Segment Start: Stored data
PR #205, opened 2020-11-18
Feat/generate trainingsets

M3ssman:
Include generation of Trainingdata Sets from OCR like ALTO V3, PAGE 2013, PAGE 2019 and Image Files (tif, jpeg)


sets/training_sets.py
```diff
@@ -0,0 +1,336 @@
...
+        """Return bounding box of TexLine shape"""
+
+    def get_textline_content(self) -> str:
+        """
+        Set TextLine contents from it's included word tokens
+        may revert order of tokens if required
+        """
+
+        if self.revert:
+            return reduce(lambda c, p: p + ' ' + c, self.text_words)
```
kba, line 65: Since we already require python-bidi, it would probably more robust to use it for handling the inversion, c.f. https://github.com/MeirKriheli/python-bidi/blob/master/bidi/algorithm.py / https://github.com/MeirKriheli/python-bidi#api

kba (commented):
I haven't tested it yet, but looks very promising. I particularly appreciate the unit tests 👍

generate_sets.py
```diff
@@ -0,0 +1,78 @@
...
+APP_ARGUMENTS.add_argument(
+    "-o",
+    "--output",
+    required=False,
+    help="path output data")
+APP_ARGUMENTS.add_argument(
+    "-m",
+    "--minchars",
+    required=False,
+    help="Minimum chars for a line")
```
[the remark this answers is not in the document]
M3ssman: Historical note: Originates from newspaper digitalization project, where a common text line (no adds) has usually more than 20 chars. In fact, we only took care for lines with at least 32 chars, since I thought these lines were more valuable for training than shorter lines because of having more characters to learn.
But personally I'm totally free about this, so what about, say, 4 chars?

requirements.txt
```diff
@@ -1,2 +1,9 @@
 Pillow>=6.2.1
 python-bidi>=0.4
+lxml>=4.0.0
+exifread>=2.3.0
+opencv-python>=4.4.0
```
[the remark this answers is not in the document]
M3ssman: Argh, you're totally right! Since we do *not* want to display or plot something there's no need for the full stack.

sets/training_sets.py
M3ssman: Thanks for the hint, I'll take a look!

kba:
I've tested it now, unit tests pass and I managed to extract image-text pairs from the kant_aufklaerung_1784 sample in assets:

```sh
$ python3 ./generate_sets.py -d ../assets/data/kant_aufklaerung_1784/data/OCR-D-GT-PAGE/PAGE_0017_PAGE.xml -i ../assets/data/kant_aufklaerung_1784/data/OCR-D-IMG/INPUT_0017.tif 
[SUCCESS] created '20' training data sets, please review
```

It would be useful to make `-o` required or at least print the output directory as part of the `SUCCESS` message.

Could the `-i` argument be optional and by default be derived from `imageFilename` (PAGE) / `sourceImageInformation/filename` (ALTO)?

We also need a section on at least the CLI usage in the README.md

generate_sets.py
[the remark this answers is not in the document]
kba: It makes sense to skip short lines for training, but the fact that there is a minimum of chars and what that minimum is should be clearly communicated to the user, so he/she isn't surprised why some lines are skipped.

And yes, probably something low like 4 (documented in `./generate_sets.py --help` would be best IMHO.

sets/training_sets.py
M3ssman: Hm, 
I guess we need to go without bidi so far, since it looks the output from mixed arab + latin lines makes them turn from rtl to ltr. Lines with only arab chars and indic numbers seem to work pretty well with bidi, but mixed don't.

I'm no export on that, though. Please, take a look yourself. I've added the bidi import, adopted line content generation (the commented section). Feel free to switch implementations. (in your preferred IDE place a debugging mark in `test_create_sets_from_page2013_and_jpg` to inspect the temporary test files written)

M3ssman: Do I get it right: bidi works on char-Level? If so, I don't think it is useful in this scenario. I only know some (rather poor) arabic output generated from tesseract itself which is word-based.

M3ssman:
For the arabic text that is included as text resource (288652), and that's causing trouble with bidi, please see the original image (binarized)

generate_sets.py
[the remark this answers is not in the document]
stweil: It probably makes sense not to skip short lines for training. Tesseract was trained only with artifical long lines initially, and the standard models have problems with short lines (typically the page numbers, but also short lines ending paragraphs). We know that there exist valid lines with only a single character for page numbers (1 … 9, a … z, A … Z). Why should be skip lines with one or two characters as long as they are valid?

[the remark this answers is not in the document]
M3ssman: This originates from the decision to prefer longer lines because they provide more characters. I thought more characters means more training character training material, and more material increases pattern recognition accuracy. But this doesn't pay much attention to a characters' context. In newspapers advertises I've seen many lines that are way shorter than 8 chars, only containing abbreviations and alike. Maybe focusing on "regular article lines" is another reason why Tesseract (4.1.1) usually performs rather worse in this realm, compared to single-column-liners. 

@stweil Do you suggest to turn the minchars arg into being completely optional, or to set the default value to "1", to skip lines that only contain non-printable characters?

Shreeshrii:
@kba Do you know of any Devanagari or any other Indic language datasets in Page XML format? I only have scanned page images and and their groundtruth in text format. I don't think those will work with this PR.

kba:
> @kba Do you know of any Devanagari or any other Indic language datasets in Page XML format? I only have scanned page images and and their groundtruth in text format. I don't think those will work with this PR.

Sorry, I do not. But maybe you have OCR results in Devanagari to test the mechanics of this PR? What problems do you foresee with Devanagari?

Shreeshrii:
> What problems do you foresee with Devanagari?

I don't foresee any, but wanted to test with complex scripts, just in case there is any difference in processing.

> maybe you have OCR results in Devanagari to test the mechanics of this PR? 

Good idea. I can test using ALTO output from tesseract.

> Devanagari or any other Indic language datasets in Page XML format

I found a set of files at https://github.com/ramayanaocr/ocr-comparison/tree/master/Transkribus/Input, which has the png files as well as the xml files (generated by transkribus, I guess). I tested with one of those files, while the console messages reported success, the files were not created. The summary option created a file, but the file had a empty lines.

```
 tesstrain-extract-gt  /home/ubuntu/ocr-comparison/Transkribus/Input/page/ram110.xml -i /home/ubuntu/ocr-comparison/Transkribus/Input/ram110.png
[INFO   ] generate trainingsets of '/home/ubuntu/ocr-comparison/Transkribus/Input/page/ram110.xml' with '/home/ubuntu/ocr-comparison/Transkribus/Input/ram110.png' (min: 1, sum: False, reorder: False)
[SUCCESS] created '24' training data sets in 'training_data_ram110', please review
```

I tested with the Arabic image shared earlier in this thread with its xml file in resources, just to make sure that I had the PR installed correctly. That worked i.e. created the files. I haven't looked at the text within them.

```
tesstrain-extract-gt /home/ubuntu/tesstrain/tests/resources/xml/288652.xml -i /home/ubuntu/pagedeva/288652.png -o /home/ubuntu/pagedeva/output -s
[INFO   ] generate trainingsets of '/home/ubuntu/tesstrain/tests/resources/xml/288652.xml' with '/home/ubuntu/pagedeva/288652.png' (min: 1, sum: True, reorder: False)
[SUCCESS] created '33' training data sets in '/home/ubuntu/pagedeva/output', please review
```

Is there a compatibility issue with transkribus generated PAGE files?

Shreeshrii:
I tested just now with ALTO output from tesseract and get the following error:

```
tesstrain-extract-gt /home/ubuntu/tesstrain-San/test/iast/sandocs.xml -i /home/ubuntu/tesstrain-San/test/iast/sandocs.png -s
[INFO   ] generate trainingsets of '/home/ubuntu/tesstrain-San/test/iast/sandocs.xml' with '/home/ubuntu/tesstrain-San/test/iast/sandocs.png' (min: 1, sum: True, reorder: False)
/home/ubuntu/miniforge3/lib/python3.7/site-packages/numpy/core/_methods.py:234: RuntimeWarning: Degrees of freedom <= 0 for slice
  keepdims=keepdims)
/home/ubuntu/miniforge3/lib/python3.7/site-packages/numpy/core/_methods.py:195: RuntimeWarning: invalid value encountered in true_divide
  arrmean, rcount, out=arrmean, casting='unsafe', subok=False)
/home/ubuntu/miniforge3/lib/python3.7/site-packages/numpy/core/_methods.py:226: RuntimeWarning: invalid value encountered in double_scalars
  ret = ret.dtype.type(ret / rcount)
  File "/home/ubuntu/miniforge3/bin/tesstrain-extract-gt", line 8, in <module>
    sys.exit(main())
  File "/home/ubuntu/miniforge3/lib/python3.7/site-packages/generate_sets/cli.py", line 74, in main
    reorder=REORDER)
  File "/home/ubuntu/miniforge3/lib/python3.7/site-packages/generate_sets/training_sets.py", line 358, in create
    prefix=prefix)
  File "/home/ubuntu/miniforge3/lib/python3.7/site-packages/generate_sets/training_sets.py", line 268, in write_data
    image_handle, training_data)
  File "/home/ubuntu/miniforge3/lib/python3.7/site-packages/generate_sets/training_sets.py", line 294, in _extract_frame
    return image_handle[start_vpos:end_vpos, start_hpos:end_hpos]
TypeError: 'NoneType' object is not subscriptable
```

M3ssman:
@Shreeshrii Thanks for pointing to PAGE-Files that miss `Word' elements at all! 
- Since that was the cause for the missing results in the provided Devanagari sample. I tried to fix this and integrated the file as new test resource. Unfortunately, I can't say a word about the textual outcome, so please update the PR and have a look again ...

Shreeshrii:
@M3ssman I tried just now but am getting the same result as before.

```
 git log -3
commit 3fb94996ac42818b302850080a6f2535db12251e (HEAD -> pagesets)
Author: M3ssman <uwe.hartwig@bitsrc.info>
Date:   Sun Dec 13 10:44:47 2020 +0100

    [app][fix] handle page without word elements

commit 2f3566bc23a848e3df7801b2fa1a6ce1d417e7bc
Author: M3ssman <uwe.hartwig@bitsrc.info>
Date:   Mon Dec 7 14:19:58 2020 +0100

    [app][fix] filter invalid lines

commit 57ba229ace0c9ae74afb889916cba3555ef7b4d0
Author: M3ssman <uwe.hartwig@bitsrc.info>
Date:   Mon Dec 7 13:18:48 2020 +0100

    [app][test] fix test imports
```

```
 tesstrain-extract-gt  /home/ubuntu/ocr-comparison/Transkribus/Input/page/ram110.xml -i /home/ubuntu/ocr-comparison/Transkribus/Input/ram110.png -s
[INFO   ] generate trainingsets of '/home/ubuntu/ocr-comparison/Transkribus/Input/page/ram110.xml' with '/home/ubuntu/ocr-comparison/Transkribus/Input/ram110.png' (min: 1, sum: True, reorder: False)
[SUCCESS] created '24' training data sets in 'training_data_ram110', please review
```

However, only the summary file in created in 'training_data_ram110'. File is attached.

[ram110_summary.gt.txt](https://github.com/tesseract-ocr/tesstrain/files/5689784/ram110_summary.gt.txt)

Shreeshrii:
I also tried with the ALTO 4.1 XML referenced in https://github.com/OCR-D/ocrd_fileformat/issues/23
That fails with the following messages:

```
(base) ubuntu@tesseract-ocr-1:~/tesstrain-pagesets$ tesstrain-extract-gt /home/ubuntu/OCR_GS_Data/TypeFaces/persian_watts_typeface/data/ahsan_at_tavarikh_31.xml -i /home/ubuntu/OCR_GS_Data/TypeFaces/persian_watts_typeface/data/ahsan_at_tavarikh_31.png -s
[INFO   ] generate trainingsets of '/home/ubuntu/OCR_GS_Data/TypeFaces/persian_watts_typeface/data/ahsan_at_tavarikh_31.xml' with '/home/ubuntu/OCR_GS_Data/TypeFaces/persian_watts_typeface/data/ahsan_at_tavarikh_31.png' (min: 1, sum: True, reorder: False)
  File "/home/ubuntu/miniforge3/bin/tesstrain-extract-gt", line 8, in <module>
    sys.exit(main())
  File "/home/ubuntu/miniforge3/lib/python3.7/site-packages/generate_sets/cli.py", line 74, in main
    reorder=REORDER)
  File "/home/ubuntu/miniforge3/lib/python3.7/site-packages/generate_sets/training_sets.py", line 351, in create
    self.xml_data, min_len=min_chars, reorder=reorder)
  File "/home/ubuntu/miniforge3/lib/python3.7/site-packages/generate_sets/training_sets.py", line 184, in text_line_factory
    ns_prefix = _determine_namespace(xml_data)
  File "/home/ubuntu/miniforge3/lib/python3.7/site-packages/generate_sets/training_sets.py", line 223, in _determine_namespace
    return [k for (k, v) in XML_NS.items() if v == root_tag][0]
IndexError: list index out of range
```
Segment End: Stored data
**What you need to do**
Every line of the material that holds "datasets" should be copied out as the answer.

**Reply to the task**
@kba Do you know of any Devanagari or any other Indic language datasets in Page XML format? I only have scanned page images and and their groundtruth in text format. I don't think those will work with this PR.
> @kba Do you know of any Devanagari or any other Indic language datasets in Page XML format? I only have scanned page images and and their groundtruth in text format. I don't think those will work with this PR.
> Devanagari or any other Indic language datasets in Page XML format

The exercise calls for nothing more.